Apoptotic cell death is observed in both hepatocytes and sinusoidal endothelial cells during hepatic warm and cold I/R.39, 40 Although the contribution of apoptosis to overall I/R injury remains controversial,41–43 inhibition of apoptotic signals by caspase inhibitors has been shown to improve liver graft injury after cold I/R.44, 45 Anti-apoptotic effect of iNOS-derived NO was demonstrated in cultured hepatocytes and was associated with downregulation of caspase cascade.46, 47 In the current study, AdiNOS pretreatment significantly increased cleaved caspase-3 expression without exacerbating apoptotic cell death, indicating that AdiNOS-mediated hepatoprotection does not appear to be associated with modulation of apoptosis. Upregulation of caspase-3 does not always result in acceleration of apoptosis.
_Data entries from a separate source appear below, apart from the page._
PR #2, opened 2016-01-25
Adding documentation for M-Lab's Google Cloud Storage data

mtlynch:
Rewriting documentation for M-Lab's GCS data. Content is a combination of:

* Original, added documentation
* https://github.com/m-lab/mlab-wikis/blob/master/HowToAccessMLabData.md
* https://github.com/m-lab/mlab-wikis/blob/master/ProjectHome.md

[Review on Reviewable](https://reviewable.io/reviews/m-lab/m-lab.github.io/2)

PR #1, opened 2016-01-25
Adding documentation for M-Lab's Google Cloud Storage data

mtlynch:
Rewriting documentation for M-Lab's GCS data. Content is a combination of:

* Original, added documentation
* https://github.com/m-lab/mlab-wikis/blob/master/HowToAccessMLabData.md
* https://github.com/m-lab/mlab-wikis/blob/master/ProjectHome.md

PR #48, opened 2016-02-27
Addition of yml validation and incorporation into CI

shredtechular:
**NOTE** - This will probably conflict with https://github.com/m-lab/m-lab.github.io/pull/47, so I can rebase after https://github.com/m-lab/m-lab.github.io/pull/47 is accepted/merged.

This pull request implements additional validation on yml used throughout the site and integrates it with Travis CI.

- [x] Implemented 2 forms of yml validation:
    - The first yml validation tests yml frontmatter contained in posts and pages against a yml "schema".  It is using a modified version of the jekyll_frontmatter_tests gem.  I needed to tweak the gem in order for the validation to skip nested directories, i.e. - _pages/categories, _pages/dates, etc.  So, this will enforce things such as pages or posts that REQUIRE certain yml frontmatter fields, formatting/linting of frontmatter, as well as yml key types, i.e. - strings, array.
**Example:** - Let's say a future developer leaves out the ``archive-type`` yml frontmatter in a category page and then ran this yml validation test, they would see something like below:
screen shot 2016-02-27 at 3 43 57 pm

    - The second yml validation tests basic linting of all yml files within the _data directory.  Currently there is only 1 file there, but if others are added it may be advantageous to have yml linting on those files too.  It would be possible to have a schema defined for these yml files as well, however, I'd only recommend this when the yml file is containing data other than just content.
**Example:** - Let's say a future developer incorporates a new yml file in _data and there is incorrectly formatted yml, running the yml validation test will display an error like below:
screen shot 2016-02-27 at 3 44 57 pm

- [x] In order to implement the yml validation within Travis CI, a grunt file was created with several tasks.  This should also aid in local development of the site too and can be expanded on if other tests/linting/tasks are desired in the future.  All of the grunt tasks created were also documented in the README.md file, but include:
    -  ``grunt serve`` task - intended for local development
    - ``grunt test`` task - intended to be run upon completion of development and in CI for tests to run
    - a default ``grunt`` task - intended to run the build and all tests, except htmlproofer since this one can take a little longer to execute all the external link checks.

### DIFF
--- a/.gitignore
+++ b/.gitignore
@@ -13,3 +13,4 @@ site/_site/
 coverage
 .ruby-version
 .sass-cache
+node_modules
--- a/.travis.yml
+++ b/.travis.yml
@@ -1,9 +1,16 @@
-language: ruby
-rvm:
-  - 2.1
+language: node_js
+node_js:
+  - 4.2
+before_install:
+# execute commands before dependencies can be installed
+  - rvm install 2.1  
+  - npm install -g grunt-cli
+install:
+# install dependencies
+  - bundle install
+  - npm install
 script:
-  - bundle exec jekyll build
-  - bundle exec htmlproof ./_site --only-4xx --check-html --ignore-script-embeds --file-ignore "/mlab_observatory/"
+  - grunt test
 branches:
   only:
   - master
--- a/Gemfile
+++ b/Gemfile
@@ -9,3 +9,7 @@ gem 'liquid'
 gem 'jekyll'
 gem 'jekyll-paginate'
 gem 'html-proofer'
+
+group :jekyll_plugins do
+	gem 'jekyll_frontmatter_tests', '0.0.6', :path => 'jekyll_frontmatter_tests-0.0.6'
+end
--- a/README.md
+++ b/README.md
@@ -8,9 +8,18 @@ Current Build Status is: [![Build Status](https://secure.travis-ci.org/m-lab/m-l
 
 **Please Note** This repository contains a submodule, so after cloning this repo, you will also need to run `git submodule init` and `git submodule update` to pull down the submodule files as well.
 
-1. Install dependencies `bundle install`
-2. Run Jekyll server to preview in development mode `jekyll serve`.
-3. View the generated site by going to [http://localhost:4000/](http://localhost:4000/)
+1. Install ruby dependencies `bundle install` (only needed upon initially cloning or when gemfile is updated)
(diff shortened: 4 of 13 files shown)


critzo:
@shredtechular #47 has been merged, so go ahead and rebase. Sorry for the delay.

shredtechular:
@critzo all set now.  Rebase was successful and should be okay to merge now.

mtlynch:
I very much appreciate automated validation/sanity checks, but I'm uncomfortable with this change because nobody on the team knows Ruby. We're not even comfortable in Jekyll, so my worry here is that if we change things about our schema in the future, we'll fail the validator and not really understand why or how to fix it.

shredtechular:
Hmm, that's a good point and I understand your concern with that.  Just to throw a couple of ideas out there to see if any of these would be a better way to attack it...

1. We could keep these checks in place, but just not force them to run with CI or local dev so future devs wouldn't necessarily get hung up on them?  They *could* be used if desired but if they aren't it wouldn't hold things up.

2. We could remove the first ruby/schema yml check entirely.  If you think it wouldn't be maintained and would only cause heartburn in the end, we could remove that check, but keep the yml linting grunt task?  That linter is just a node module ``grunt-yaml-validator``.  I don't know how advantageous it really is since there is currently only 1 file that linting check performs, but that could be an option if you'd like to go that route.

3. We could do some combination of #1 and #2 as well if you want one of the checks to be enforced but not the other, or keep 1 task but remove all from CI...

And I'm certainly okay too if we think we should just scrap this idea.  No reason to make things more complicated for any future work, the intention is to prevent issues/headache, but if this doesn't help, I'm in favor of just closing.

mtlynch:
I was interested in (2) but it feels very heavyweight to pull in grunt to do a YAML validation on a file we likely won't be editing that much. I don't think anyone on the team has experience with grunt and while I can kind of figure out what's going on in the code, I think we lose a lot of simplicity/readability compared to just being able to read the `.travis.yml` file and see the checks there.

@critzo - thoughts here?

critzo:
@mtlynch I think that your hesitation on both of these is sound. We have folks who have worked with Jekyll sites, but not much (if any) with grunt. We have other team members at OTI who have worked with Ruby, but I would rather not start using it now and require more capacity on the team that we don't really have now. I think we should pass on this PR and determine what remains to be finished before we publish the site (this week?).

mtlynch:
@shredtechular - Sorry we aren't able to use this. We really appreciate your efforts here to improve validation and I wish we had the in-house knowledge to be able to take advantage of this better.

Indeed, caspase-3 activation was observed in ischemic preconditioned rat brain tissue, without apoptotic cell death, and that was essential for ischemic preconditioning-mediated neuroprotection.48
In conclusion, donor pretreatment with AdiNOS results in a marked increase in hepatic iNOS protein and NO production, which leads to amelioration of hepatic cold preservation injury. Downregulation of ICAM-1 mRNA and subsequent neutrophil infiltration appear to be an important mechanism by which the overexpression of iNOS plays a beneficial role in cold hepatic I/R injury. Donor graft treatment with AdiNOS not only produced an approximately 60% reduction in graft injury but also significantly improved survival when prolonged cold-storage was used. We acknowledge the potential limitations of this study for clinical application. However, given the expanding use of marginal liver grafts in the United States because of organ shortage, strategies that improve outcome in cases of severe I/R injury are desperately needed.